Publicado em 10 de agosto de 2017 às, 11h23.

O engenheiro do Google James Damore escreveu – num forum de funcionários da empresa, onde a expressão de ideias é incentivada – um texto questionando algumas premissas e práticas que vigoram na companhia acerca da diversidade homens e mulheres.

A empresa, segundo ele, tem um problema com o pensamento único. Não se admite qualquer tese que negue a premissa central de que qualquer diferença entre homens e mulheres é fruto de construções sociais arbitrárias (e negativas) e deve ser combatida. Assim, enquanto as mulheres não forem 50% da mão-de-obra e não ganharem exatamente o mesmo que os homens, a missão de diversidade do Google não estará completa.

Damore questiona essa premissa, argumentando que há diferenças biológicas importantes. Homens perseguem mais status e poder – podendo abrir mão do resto da vida – e se atraem por temas áridos, impessoais. Mulheres preferem um melhor equilíbrio entre trabalho e vida pessoal e preferem áreas em que relacionamentos ou pessoas tenham alguma participação. Sendo assim, programas de diversidade cegos para essas diferenças podem não ser tão eficazes. Ao invés de apenas facilitar para as mulheres no processo seletivo, que tal implementar alguma mudança no trabalho da empresa para que ele se torne mais atrativo a mulheres; ou ainda expandir as possibilidades de trabalhar meio período.

O texto de Damore é perfeito em seu tom. Ele faz questão de frisar, logo de saída, que ele também quer mais diversidade dentro da empresa. Mais importante de tudo: ele ressalta que diferenças nas médias entre os sexos não significa que todos os indivíduos seguem a média. Há muitas mulheres com características “masculinas” e vice-versa. Ele a todo momento se preocupa em mostrar os limites de suas conclusões e as considerações do outro lado. Não há nenhuma tentativa de ofender ninguém, não há nenhum humor ou mostra de agressividade. É um funcionário usando um espaço da empresa explicitamente desenhado para a liberdade de expressão, expressando com honestidade suas dúvidas acerca de certa mentalidade e certas políticas da empresa.

O texto é sério e o tom é correto.
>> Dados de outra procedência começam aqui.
Issue #3045, opened 2021-06-28
axe.getFrameContexts mutates its input


WilcoFiers:
This shouldn't fail:

```js
const context = { exclude: [['iframe', 'foo']] }
axe.utils.getFrameContexts(context);
assert.deepEqual(context, { exclude: [['iframe', 'foo']] });
```

WilcoFiers:
This isn't going to need QA. Closing it.

padmavemulapati:
Validated with the latest develop branch code base, 
on passing the `axe.utils.getFrameContexts({exclude: [['iframe','#testFrame']] });` 
for a test file
"http://qateam.dequecloud.com/attest/api/test.html" , and `id` of the `iframe` being `#testFrame`
and it excluding the frame contexts, below is the screenshot,
![image](https://user-images.githubusercontent.com/47409579/128203601-811fbd7c-4bd1-42c3-a0a3-08f0d9a475f7.png)

straker:
No docs

PR #3076, opened 2021-07-12
fix(core): stop mutating Context's input

clottman:
getFrameContexts was mutating its input because Context mutates its input. This change makes it so Context no longer mutates its input. 

Closes issue: #3045

### DIFF
--- a/lib/core/base/context.js
+++ b/lib/core/base/context.js
@@ -236,12 +236,13 @@ export default function Context(spec, flatTree) {
   this.focusable = typeof spec?.focusable === 'boolean' ? spec.focusable : true;
   this.size = typeof spec?.size === 'object' ? spec.size : {};
 
-  spec = normalizeContext(spec);
-
+  const normalizedSpec = Object.assign({}, normalizeContext(spec));
   // cache the flattened tree
-  this.flatTree = flatTree ?? getFlattenedTree(getRootNode(spec));
-  this.exclude = spec.exclude;
-  this.include = spec.include;
+  this.flatTree = flatTree ?? getFlattenedTree(getRootNode(normalizedSpec));
+  this.exclude = normalizedSpec.exclude.map(x => x);
+  this.include = Array.isArray(normalizedSpec.include)
+    ? normalizedSpec.include.map(x => x)
+    : normalizedSpec.include;
 
   this.include = parseSelectorArray(this, 'include');
   this.exclude = parseSelectorArray(this, 'exclude');
--- a/lib/core/base/context.js
+++ b/lib/core/base/context.js
@@ -88,12 +88,19 @@ function normalizeContext(context) {
       context.hasOwnProperty('include') ||
       context.hasOwnProperty('exclude')
     ) {
+      // const contextDupe = JSON.parse(JSON.stringify(context));
+      let exclude = context.exclude ? context.exclude : [];
+      if (exclude !== []) {
+        exclude = Array.isArray(context.exclude)
+          ? JSON.parse(JSON.stringify(context.exclude))
+          : exclude;
+      }
       return {
         include:
           context.include && +context.include.length
-            ? context.include
+            ? Array.from(context.include)
             : [document],
-        exclude: context.exclude || []
+        exclude: exclude
       };
     }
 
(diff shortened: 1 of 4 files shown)


lib/core/base/context.js
```diff
@@ -91,9 +92,9 @@ function normalizeContext(context) {
       return {
         include:
           context.include && +context.include.length
-            ? context.include
+            ? Array.from(context.include)
             : [document],
-        exclude: context.exclude || []
+        exclude: context.exclude ? clone(context.exclude) : []
```
WilcoFiers, line 97: This isn't going to work. Exclude can contain DOM nodes. We can't clone DOM elements.

WilcoFiers (changes requested):

lib/core/base/context.js
stephenmathieson: Looks like DOM nodes aren't being cloned.

lib/core/utils/clone.js
```diff
@@ -8,6 +8,9 @@ function clone(obj) {
   var index,
     length,
     out = obj;
+  if (obj instanceof window.Node) {
```
stephenmathieson, line 11: It might seem obvious, but a quick comment here might be helpful, as this code path does not "clone" anything.

```suggestion
  // DOM nodes cannot be cloned.
  if (obj instanceof window.Node) {
```

straker (changes requested):
I think we should change the approach. Instead of trying to remember that we should clone every property of the context that may be an object (one missed here https://github.com/dequelabs/axe-core/pull/3076/files#diff-c514689a0837229f846982a6d67279f1ea867143954633477554df41dbca15e4L102), we should just clone the context object upfront as the first thing of `Context` function.

```js
export function Context(spec, flatTree) {
  spec = clone(spec);
}
```

Then we should also test is that the context returned from `new Context` doesn't strict equal any parts of the old context. Even if the context function itself doesn't mutate the object, that context is used in a ton of places so we don't want to share any memory with the original spec.

```js
// test/context.js
it('should not share memory with complex object', function() {
  var spec = { 
    include: [['#header'], ['a'], ['#frame1', '#frame2', '#fix']],
    exclude: [['iframe', '#foo']] ,
    size: { width: 100, height: 100 }
  };
  var context = new Context(spec);
  assert.notStrictEqual(spec.include, context.include);
  spec.include.forEach(function(_, index) {
    assert.notStrictEqual(spec.include[index], context.include[index]);
  });
  assert.notStrictEqual(spec.exclude, context.exclude);
  spec.exclude.forEach(function(_, index) {
    assert.notStrictEqual(spec.exclude[index], context.exclude[index]);
  });
  assert.notStrictEqual(spec.size, context.size);
});

it('should not share memory with simple array', function() {
  var spec = ['#f1']
  var context = new Context(spec);
  assert.notStrictEqual(spec.include, context.include);
});
```

lib/core/utils/clone.js
straker: In node `window.Node` doesn't exist so that's why the build is failing.

```suggestion
  if (window?.Node && obj instanceof window.Node) {
```

clottman:
@straker because of the dom node cloning issue we won't be able to ensure that the node passed in to context (if one was) is not the same node as Context is using. In fact it always will be the same node.

straker:
Correct. For the array include/exclude we should ensure no memory sharing but that can't be helped for the DOM node.

straker (approved):

lib/core/utils/clone.js
```diff
@@ -8,6 +8,10 @@ function clone(obj) {
   var index,
     length,
     out = obj;
+  // DOM nodes cannot be cloned.
+  if (window?.Node && obj instanceof window.Node) {
```
straker, line 12: In IE11 this fails as a node can also be an `HTMLCollection`.

```suggestion
  if (
    (window?.Node && obj instanceof window.Node) || 
    (window?.HTMLCollection && obj instanceof window.HTMLCollection)
  ) {
```

straker (changes requested):

straker (approved):

Issue #3082, opened 2021-07-13
role="presentation" not supported on SVG element


jhensley:
Product: axe-core

Expectation: Allow `role="presentation"` on `<svg>` elements

Actual: `role="presentation"` not seen as a valid role on `<svg>` elements

Motivation: Based on the WAI specs, any role should be valid on an `<svg>` element

`<svg role="presentation" alt="foo"></svg>`
axe-core version: 2.3.0

[![Edit axe-core react (forked)](https://codesandbox.io/static/img/play-codesandbox.svg)](https://codesandbox.io/s/axe-core-react-forked-vjpho?fontsize=14&hidenavigation=1&theme=dark)

straker:
Thanks for the issue. Our code is out-of-date with the latest version of the HTML in ARIA spec. [Back when we first took from it](https://github.com/w3c/html-aria/blob/d29561f67c3a6cf702807a0241c6171282c08b83/index.html#L2380-L2394) SVG was only allowed `application`, `document`, and `img`. [The latest spec allows all roles](https://www.w3.org/TR/html-aria/#el-svg)

jhensley:
Makes sense, I only discovered it when upgrading to axe-core 4.3.0; guessing some other check (perhaps this: https://github.com/dequelabs/axe-core/pull/2989) is picking it up or something.

PR #3086, opened 2021-07-15
fix(aria-allowed-role): allow all roles on SVGs

clottman:
The current ARIA spec allows any role on an SVG element. 

Closes issue: #3082

### DIFF
--- a/lib/standards/html-elms.js
+++ b/lib/standards/html-elms.js
@@ -822,7 +822,7 @@ const htmlElms = {
   },
   svg: {
     contentTypes: ['embedded', 'phrasing', 'flow'],
-    allowedRoles: ['application', 'document', 'img'],
+    allowedRoles: true,
     chromiumRole: 'SVGRoot',
     namingMethods: ['svgTitleText']
   },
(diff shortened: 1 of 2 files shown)


lib/standards/html-elms.js
```diff
@@ -822,7 +822,7 @@ const htmlElms = {
   },
   svg: {
     contentTypes: ['embedded', 'phrasing', 'flow'],
-    allowedRoles: ['application', 'document', 'img'],
+    allowedRoles: true,
```
WilcoFiers, line 825: Is this the only change we need to make for an updated ARIA in HTML?

clottman: That I'm not sure about, I just saw the ticket for svgs in particular being updated.

straker (changes requested):
Some other things that need updating:

* [b](https://www.w3.org/TR/html-aria/#el-b): `allowedRoles: true`
* [nav](https://www.w3.org/TR/html-aria/#el-nav):  add roles to `allowedRole`: menu, menubar, tablist
* [progress](https://www.w3.org/TR/html-aria/#el-progress): `allowedRoles: false`

WilcoFiers:
This is getting addressed by #3117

Previsivelmente, no entanto, provocou uma celeuma interna. Uma minoria de trabalhadores do Google considerou-o ofensivo, e aparentemente algumas funcionárias se sentiram intimidadas e machucadas. A direção da empresa ficou do lado dessas pessoas e prontamente demitiu Damore. Isso só ressaltou o ponto dele que perpassa todo o artigo: há um clima perigosamente monolítico dentro da empresa quando o tema é opinião sobre esse tipo de assunto. Assim, uma empresa que diz valorizar a liberdade de pensamento mostra que, na prática, exclui quem diverge da cartilha, mesmo que o faça com bons argumentos e as melhores das intenções.

Tanto as premissas do texto – em sua maioria adivindas de estudos científicos – quanto as conclusões sobre as políticas do Google e a cultura interna da empresa podem e devem ser questionadas. É isso que se espera de um ambiente de discussão de ideias sadio. O ultraje sobre o caso não tem rigorosamente nada a ver com Damore estar correto ou não (no caso, eu, pessoalmente, acredito que ele esteja).

A reação exaltada ao texto dele e a decisão da Google de demiti-lo são moralmente abjetas independentemente de ele estar correto ou incorreto em suas conclusões. Elas violam os princípios básicos da liberdade de pensamento. A tortura e condenação de Galileu pela Igreja não se tornam menos condenáveis pelo fato de que, no final das contas, o Sol não é o centro do universo. Galileu – e agora Damore – não foi condenado por errar. Ele foi condenado por pensar.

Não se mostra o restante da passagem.